## What you should do
From the first record below to the last, retype each one exactly.

## Data listing
PR #38, opened 2024-09-23
SRCH-5103 schedule tasks

selfdanielj:
## Summary
* This change sets up a **naive** schedule in scrapydweb.  Tasks are distributed evenly M-F except for a block held available for a maintenance window.  I wanted a time that we could do deployments or whatever else and not have to turn jobs off.
* The README file is mainly for documenting this starting point and can be removed once we move to prod.
* I added the scrutiny file here and made some updates to `crawl-sites.json` to include name and other fields we might use for scheduling.
* I also removed some of the un-scheduled crawls based on the scrutiny file and Jim's input.
* Let me know what you think about the schedule as a starting point or the init method.

Testing
* Follow the init instructions in the readme to schedule jobs.

### Checklist

#### Functionality Checks

#### Process Checks


IsabelLaurenceau (approved):
Overall looks good to me and works as expected. See below

nit: 
last command should be "sqlite3 <scrapydweb-data-dir>/database/timer_tasks.db < ./init_schedule.sql" not initialize_schedule.sql


future work/question: 
- In the init_schedule.sql we are setting all the tasks. Did you already create a script to make this or did you do it manually? If you did it manually I think a next step (next ticket no reason to hold this one up) would be to create a script that can do that automatically from the json since that's the format it will be anyway. If you did it via a script I think it should be added to the repo

selfdanielj:
> Overall looks good to me and works as expected. See below
> 
> nit: last command should be "sqlite3 /database/timer_tasks.db < ./init_schedule.sql" not initialize_schedule.sql
> 
> future work/question:
> 
>     * In the init_schedule.sql we are setting all the tasks. Did you already create a script to make this or did you do it manually? If you did it manually I think a next step (next ticket no reason to hold this one up) would be to create a script that can do that automatically from the json since that's the format it will be anyway. If you did it via a script I think it should be added to the repo

Thanks, i updated the readme.

I did it manually.  The three of us briefly chatted the other day in slack about if this should be automated or not.  I thought I remember us kind of agreeing that once we release it would be saved in the db and we could modify it from there but that doesn't mean we can't change our minds.  

I can make a script to do it (and I almost did) but the schedule info in scrutiny has things running all on Wednesday so its not really a good source.  Where should I store the schedule info?  Am i just hard coding it into the json? Or do I write something that automatically spreads them out over the week like i have? I couldn't really decide on the best way so I just did this SQL file manually.

IsabelLaurenceau:
No need to make the script now. When I saw the sql file I was more curious than anything for now. I think like you said this is a naive scheduler and as we run it and know more about how it works irl we can than put the effort into the script.

search_gov_crawler/search_gov_spiders/utility_files/crawl-sites.json
```diff
@@ -1,332 +1,324 @@
...
     {
+        "name": "VA Resources",
+        "job_id": "va-resources",
         "allowed_domains": "va.gov",
         "handle_javascript": false,
         "starting_urls": "https://www.va.gov/resources/"
     },
     {
+        "name": "DOD DANTES",
+        "job_id": "dod-dantes",
```
igoristic, line 319: nit: Do we really need this field? Can't we just convert the name to the `job_id` whenever we need, eg:
```python
name.lower().replace(" ", "-")
```

Unless we will need to use it as a unique identifier or as a reference later on

igoristic (approved):
Awesome job!! 🏆 

Yeah, I agree with @IsabelLaurenceau we should populate those rows from the crawl-sites.json file (which should also have the scheduled date/time intervals). Then the script can just be a python script that does bulk insert, eg:

```python
import sqlite3

conn = sqlite3.connect('database.db')
cursor = conn.cursor()

# Data to insert
data = [
    {
        "name": "DOD Army MWR",
        "job_id": "dod-army-mwr",
        "allowed_domains": "armymwr.com",
        "handle_javascript": false,
        "starting_urls": "https://www.armymwr.com/"
    },
    {
        "name": "DOD Defense Travel Management Office",
        "job_id": "dod-defense-travel-management-office",
        "allowed_domains": "travel.dod.mil",
        "handle_javascript": false,
        "starting_urls": "https://www.travel.dod.mil/"
    }...
]

cursor.executemany('INSERT INTO tasks (name, job_id, ...) VALUES (?, ?, ...)', data)
conn.commit()
conn.close()
```
We will need to do this every time we lose/delete our database (or if it gets corrupted)

selfdanielj:
I will create a follow on story to add a script similar to what is described here.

## Answer to the exercise
PR #38, opened 2024-09-23
SRCH-5103 schedule tasks

selfdanielj:
## Summary
* This change sets up a **naive** schedule in scrapydweb.  Tasks are distributed evenly M-F except for a block held available for a maintenance window.  I wanted a time that we could do deployments or whatever else and not have to turn jobs off.
* The README file is mainly for documenting this starting point and can be removed once we move to prod.
* I added the scrutiny file here and made some updates to `crawl-sites.json` to include name and other fields we might use for scheduling.
* I also removed some of the un-scheduled crawls based on the scrutiny file and Jim's input.
* Let me know what you think about the schedule as a starting point or the init method.

Testing
* Follow the init instructions in the readme to schedule jobs.

### Checklist

#### Functionality Checks

#### Process Checks


IsabelLaurenceau (approved):
Overall looks good to me and works as expected. See below

nit: 
last command should be "sqlite3 <scrapydweb-data-dir>/database/timer_tasks.db < ./init_schedule.sql" not initialize_schedule.sql


future work/question: 
- In the init_schedule.sql we are setting all the tasks. Did you already create a script to make this or did you do it manually? If you did it manually I think a next step (next ticket no reason to hold this one up) would be to create a script that can do that automatically from the json since that's the format it will be anyway. If you did it via a script I think it should be added to the repo

selfdanielj:
> Overall looks good to me and works as expected. See below
> 
> nit: last command should be "sqlite3 /database/timer_tasks.db < ./init_schedule.sql" not initialize_schedule.sql
> 
> future work/question:
> 
>     * In the init_schedule.sql we are setting all the tasks. Did you already create a script to make this or did you do it manually? If you did it manually I think a next step (next ticket no reason to hold this one up) would be to create a script that can do that automatically from the json since that's the format it will be anyway. If you did it via a script I think it should be added to the repo

Thanks, i updated the readme.

I did it manually.  The three of us briefly chatted the other day in slack about if this should be automated or not.  I thought I remember us kind of agreeing that once we release it would be saved in the db and we could modify it from there but that doesn't mean we can't change our minds.  

I can make a script to do it (and I almost did) but the schedule info in scrutiny has things running all on Wednesday so its not really a good source.  Where should I store the schedule info?  Am i just hard coding it into the json? Or do I write something that automatically spreads them out over the week like i have? I couldn't really decide on the best way so I just did this SQL file manually.

IsabelLaurenceau:
No need to make the script now. When I saw the sql file I was more curious than anything for now. I think like you said this is a naive scheduler and as we run it and know more about how it works irl we can than put the effort into the script.

search_gov_crawler/search_gov_spiders/utility_files/crawl-sites.json
```diff
@@ -1,332 +1,324 @@
...
     {
+        "name": "VA Resources",
+        "job_id": "va-resources",
         "allowed_domains": "va.gov",
         "handle_javascript": false,
         "starting_urls": "https://www.va.gov/resources/"
     },
     {
+        "name": "DOD DANTES",
+        "job_id": "dod-dantes",
```
igoristic, line 319: nit: Do we really need this field? Can't we just convert the name to the `job_id` whenever we need, eg:
```python
name.lower().replace(" ", "-")
```

Unless we will need to use it as a unique identifier or as a reference later on

igoristic (approved):
Awesome job!! 🏆 

Yeah, I agree with @IsabelLaurenceau we should populate those rows from the crawl-sites.json file (which should also have the scheduled date/time intervals). Then the script can just be a python script that does bulk insert, eg:

```python
import sqlite3

conn = sqlite3.connect('database.db')
cursor = conn.cursor()

# Data to insert
data = [
    {
        "name": "DOD Army MWR",
        "job_id": "dod-army-mwr",
        "allowed_domains": "armymwr.com",
        "handle_javascript": false,
        "starting_urls": "https://www.armymwr.com/"
    },
    {
        "name": "DOD Defense Travel Management Office",
        "job_id": "dod-defense-travel-management-office",
        "allowed_domains": "travel.dod.mil",
        "handle_javascript": false,
        "starting_urls": "https://www.travel.dod.mil/"
    }...
]

cursor.executemany('INSERT INTO tasks (name, job_id, ...) VALUES (?, ?, ...)', data)
conn.commit()
conn.close()
```
We will need to do this every time we lose/delete our database (or if it gets corrupted)

selfdanielj:
I will create a follow on story to add a script similar to what is described here.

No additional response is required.